A cromatografia de interação hidrofóbica separa proteínas com base em diferenças na hidrofobicidade superficial. As proteínas são carregadas sob condições de alto teor de sal que promovem interações hidrofóbicas com a fase estacionária e eluídas diminuindo a concentração de sal, o que enfraquece o efeito hidrofóbico.

Princípio

Em altas concentrações de sal, as moléculas de água são ordenadas ao redor dos íons de sal (efeito de salting-out), reduzindo a disponibilidade de água para solvatar regiões hidrofóbicas nas superfícies das proteínas. Isso força regiões hidrofóbicas nas proteínas a interagir com ligantes hidrofóbicos imobilizados no meio cromatográfico. À medida que a concentração de sal é reduzida durante a eluição, a água se torna mais disponível, as interações hidrofóbicas enfraquecem e as proteínas eluem em ordem crescente de hidrofobicidade superficial. A ligação depende do tipo e da concentração de sal, sendo sulfato de amônio, sulfato de sódio e NaCl escolhas comuns organizadas na série de Hofmeister de acordo com sua força de salting-out.

Seletividade e Resolução

A seletividade da HIC é ortogonal à cromatografia de troca iônica e à cromatografia de exclusão por tamanho. A resolução depende do tipo de ligante (alquila — butila, octila, fenila), densidade do ligante, inclinação do gradiente de sal e temperatura. Gradientes lineares de 10–20 volumes de coluna tipicamente fornecem a melhor resolução. A eluição em degrau é usada para captura em escala de processo. Ligantes fenila oferecem interações hidrofóbicas e aromáticas, fornecendo seletividade distinta dos ligantes alquila de cadeia linear.

Meios de Coluna

Resinas HIC comuns incluem butil- e octil-Sepharose (GE Healthcare), Phenil e Butil Toyopearl (Tosoh) e suportes HIC Macro-Prep t-Butil e Metil (Bio-Rad). As resinas variam em hidrofobicidade: butil > octil para cadeias alquila em densidade equivalente. Tamanhos de partícula de 30–100 µm equilibram resolução e propriedades de fluxo para trabalho preparativo.

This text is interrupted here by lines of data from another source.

Issue #3312, opened 2025-08-07
Follow up work to clean up the initial implementations for run and device calls


bettinaheim:
Creating an issue to track some items that are left as todos in PRs:

- [ ] In runtime/common/BaseRemoteRestQPU.h,: TODO - clean this up to not have to do this. Considering the module's map, or cudaq::details::getKernelName(). But make sure it works for
- [ ] In runtime/common/RuntimeMLIR.cpp: FIXME: don't use a recursive `walk` to DFS for FuncOps, which appear as children, in a Module.
- [ ] Add proper validation to not permit arbitrary/non-profile compliant calls in lib/Optimizer/CodeGen/VerifyQIRProfile.cpp
- [ ] reexamine filterSpecificCodePatterns in runtime/common/RuntimeMLIRCommonImpl.h 
- [ ] get rid of --enable-run
- [ ] eliminate the use of a range of different `CUDAQ_` environment variables to manually configure the compiler

PR #3365, opened 2025-08-19
Follow up work from #3223.

schweitzpgi:
See also #3312.


lib/Optimizer/CodeGen/ConvertToQIRAPI.cpp
```diff
@@ -578,23 +578,27 @@ struct DiscriminateOpRewrite
...
 
   LogicalResult
   matchAndRewrite(quake::DiscriminateOp disc, OpAdaptor adaptor,
                   ConversionPatternRewriter &rewriter) const override {
     if constexpr (M::discriminateToClassical) {
-      rewriter.replaceOpWithNewOp<func::CallOp>(
-          disc, rewriter.getI1Type(),
-          cudaq::opt::getQIRReadResultBody(qirVersionUnderDevelopment),
-          adaptor.getOperands());
+      if constexpr (M::qirVersion == QirVersion::version_0_2) {
```
annagrin, line 600: Should we have a helper that returns the correct `ReadResult` depending on the version, so we don't have to test here and other places?

utils/mock_qpu/anyon/__init__.py
```diff
@@ -39,16 +38,16 @@ class Job(BaseModel):
...
 
-qirVersionUnderDevelopment = os.environ.get(
-    "CUDAQ_QIR_VERSION_UNDER_DEVELOPMENT", False)
-requiredQubits = "required_num_qubits" if qirVersionUnderDevelopment else "requiredQubits"
-
 
 def getNumRequiredQubits(function):
     for a in function.attributes:
-        if requiredQubits in str(a):
+        if "required_num_qubits" in str(a):
```
annagrin, line 44: Looks like the tests will pass for either value, not depending on the current version, so they won't catch incorrect fields in CI... Do we want them to be stricter and only pass for the current version of QIR?

include/cudaq/Optimizer/CodeGen/Passes.h
```diff
@@ -72,8 +67,7 @@ mlir::LLVM::LLVMStructType lambdaAsPairOfPointers(mlir::MLIRContext *context);
 /// before conversion to the LLVM-IR dialect.
 void registerToQIRAPIPipeline();
 void addConvertToQIRAPIPipeline(mlir::OpPassManager &pm, mlir::StringRef api,
-                                bool opaquePtr,
-                                bool qirVersionUnderDevelopment);
+                                bool opaquePtr = false);
```
khalatepradnya, line 73: Can you add comment on why this argument is now `false` by default?

include/cudaq/Optimizer/CodeGen/Peephole.h
```diff
@@ -56,14 +56,13 @@ inline mlir::Value createMeasureCall(mlir::PatternRewriter &builder,
 }
 
 inline mlir::Value createReadResultCall(mlir::PatternRewriter &builder,
-                                        mlir::Location loc, mlir::Value result,
-                                        bool qirVersionUnderDevelopment) {
-
+                                        mlir::Location loc,
+                                        mlir::Value result) {
+  // NB: This code is only used from a deprecated pass.
```
khalatepradnya, line 61: Q: Is it time to delete / clean up deprecated pass? Can be follow-up, might be helpful to call out which pass that is.

lib/Optimizer/CodeGen/ConvertToQIRAPI.cpp
```diff
@@ -608,8 +612,7 @@ struct DiscriminateOpToCallRewrite
     return success();
   }
 
-private:
-  bool qirVersionUnderDevelopment;
+  const std::string version;
```
khalatepradnya, line 622: nit: Variable name `qirVersion`?

lib/Optimizer/CodeGen/Pipelines.cpp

Considerações sobre Tampões

Os tampões de carregamento contêm sulfato de amônio 1–2 M ou NaCl 3–4 M. A eluição usa o mesmo tampão sem sal. A redução do pH ou a inclusão de etilenoglicol reduz ainda mais as interações hidrofóbicas para proteínas firmemente ligadas. Detergentes devem ser evitados, pois interferem na ligação hidrofóbica. As amostras são frequentemente ajustadas diretamente adicionando sal sólido ou diluindo com soluções concentradas de sal.

Desenvolvimento de Método

Comece com uma pequena coluna de triagem (1 mL) testando duas ou três químicas de resina em duas concentrações de sal. Carregar 5–10 mg de proteína por mL de resina. Lavar com 5 volumes de coluna de tampão de carregamento. Eluir com um gradiente linear de 10 volumes de coluna até zero de sal. Coletar frações de 1 mL e analisar por SDS-PAGE. Otimizar a inclinação do gradiente para a separação alvo.

Aplicações

A HIC é amplamente utilizada na fabricação biofarmacêutica como uma etapa de purificação intermediária ou polimento. Ela remove efetivamente agregados, isoformas clivadas e proteínas de células hospedeiras após uma etapa de captura como Proteína A ou IMAC. A HIC é particularmente eficaz na remoção de contaminantes hidrofóbicos, incluindo endotoxinas, proteínas ligadas ao DNA e partículas virais. É comumente associada a sistemas de FPLC para execução automatizada de métodos.